─── DATA SHOWN ───

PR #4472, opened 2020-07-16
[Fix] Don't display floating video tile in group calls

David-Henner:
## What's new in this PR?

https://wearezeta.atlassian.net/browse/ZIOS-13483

───

TASK DESCRIPTION :: Line by line, the data should be returned exactly as written.

TASK RESULT ::
PR #4472, opened 2020-07-16
[Fix] Don't display floating video tile in group calls

David-Henner:
## What's new in this PR?

https://wearezeta.atlassian.net/browse/ZIOS-13483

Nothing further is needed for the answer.